А потом я с дядькой Семеном познакомился. У его-то одной руки нету, так я ему помогал маленько. А он и взял меня к себе жить. Сказал, коль зовешь меня дядькой, так и буду им тебе замест настоящего. А ты племяшом будешь, коль захочешь. Ну, я и согласился. Дядь Сема-то мужик крепкий, да не все в доме с одной рукой сделаешь. Вот так теперича и живем с ним… Ой! Про самовар-то позабыл! Я щас, быстро!..

Матюша снова убегает на кухню, а я остаюсь переваривать услышанное. В коридоре снова слышны шаги, на этот раз, кажется, того, кто мне нужен. Открывается дверь и на пороге появляется Семен. Поднимаюсь с табуретки, делаю несколько шагов вперед и, повинуясь какому-то внутреннему толчку, стискиваю в объятиях своего бывшего подчиненного.

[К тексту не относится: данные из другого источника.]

PR #159, opened 2020-05-04
Optimize bootrom and add sound effect

Powerlated:
I have reduced the size of the core code, freeing up enough space to add a sound effect.
Also moved enabling the LCD to after all graphics are loaded, to prevent Mode 3 from interfering with loading the data in.

Debugged on BGB, can be safely assumed that all issues are with PyBoy, not the bootrom itself.

### DIFF
--- a/pyboy/plugins/window_sdl2.pxd
+++ b/pyboy/plugins/window_sdl2.pxd
@@ -12,8 +12,9 @@ cimport cython
 from libc.stdint cimport uint8_t, uint16_t, int16_t, uint32_t
 
 
-
 cdef int ROWS, COLS
+
+cdef sdl2.SDL_GameController *_sdlcontroller = NULL
 
 cpdef list sdl2_event_pump(list)
 
--- a/pyboy/plugins/window_sdl2.py
+++ b/pyboy/plugins/window_sdl2.py
@@ -55,10 +55,36 @@ KEY_UP = {
     sdl2.SDLK_COMMA     : WindowEvent.RELEASE_REWIND_BACK,
     sdl2.SDLK_PERIOD    : WindowEvent.RELEASE_REWIND_FORWARD,
 }
+
+CONTROLLER_DOWN = {
+    sdl2.SDL_CONTROLLER_BUTTON_DPAD_UP       : WindowEvent.PRESS_ARROW_UP,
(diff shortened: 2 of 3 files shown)


krs013:
Love the sound! This is awesome.

You'll see I made a couple commits, one to build the result and put it in version control, and another to normalize the indentation. You can redo these and force push on your account if the credit matters, since obviously you've compiled this before. Either way, though, the register names need to be uniform. I don't know about Baekalfen, but if you want to make the literals and/or registers lowercase, that's fine with me, but register names like `A` or `sp` should be consistently capitalized or lowercased. If you asked me I'd say caps, if you're undecided, but since you lowercased the literals I assume you have a preference.

Also, obviously, a lot of tests are failing now. Some of it may be regression tests that were influenced by the old boot rom, but I'm not up to speed on all the tests so we'll have to ask Baekalfen which of those are okay to reset. For what it's worth, the few games I ran them on were okay, but we added those arbitrary values because some specific ones weren't working, and we thought there was some secret initialization in the real bios rom and just copied the result.

krs013:
Oh, also, a bit unrelated, but apparently the old bottom doesn't compile now? Not sure when that happened. Recompiling the bottom may need to become part of the build or test process, or perhaps it can be split out to a different repo or something.

Baekalfen:
I haven't looked at the rest of the PR, but looks very interesting!

I just wanted to say, that the bootrom compiles fine on my machine.

Baekalfen:
I agree with @krs013 about the naming and style. Please use whatever code style is currently in use, and raise it as a separate issue, if the style is flawed.

bootrom/bootrom.asm
```diff
@@ -1,34 +1,43 @@
...
-    ; Set color palette to 11111100
-    ld A, $fc
-    ld [$FF00+$47], A
+    ; Erase VRAM - it is filled with garbage on startup on hardware
+    xor A
+    ld HL,$9fff
+Erase:
+    ld [HL-],A
+    bit 7,H
+    jr nz, Erase
```
Baekalfen, line 11: I can recognize, that this is from the official DMG bootrom. We cannot include anything in the project, that is obviously copied like that. Both so we don't have any case for DMCA notices, but also morally, that we don't copy-paste code from any source. No matter how trivial it is.

Baekalfen:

– Ну, здорово, земляк-сибиряк!

– И тебе поздорову, Командир! – Тот уже улыбается, оправившись от неожиданности. – К прохвесору в гости приехал, небось?

– Угадал. И к тебе решил заглянуть, посмотреть как ты здесь.

– Да вот, обходчиком служу. Пока зима – через день на лыжи, и вокруг, по лесу. То ротмистр Воронцов мне службу придумал. Ты, говорит, Семен, лесовик-охотник, вот и пробегись, мол, посмотри как там, да что. Нет ли каких следов чужих, аль людишек посторонних.

– Ну, мне Петр Всеславович еще рассказал, как ты местную охрану стрелять учил.

Семен вешает тулуп на вешалку, скидывает валенки и остается в телогрейке, солдатских шароварах и чунях, обутых на носки домашней вязки.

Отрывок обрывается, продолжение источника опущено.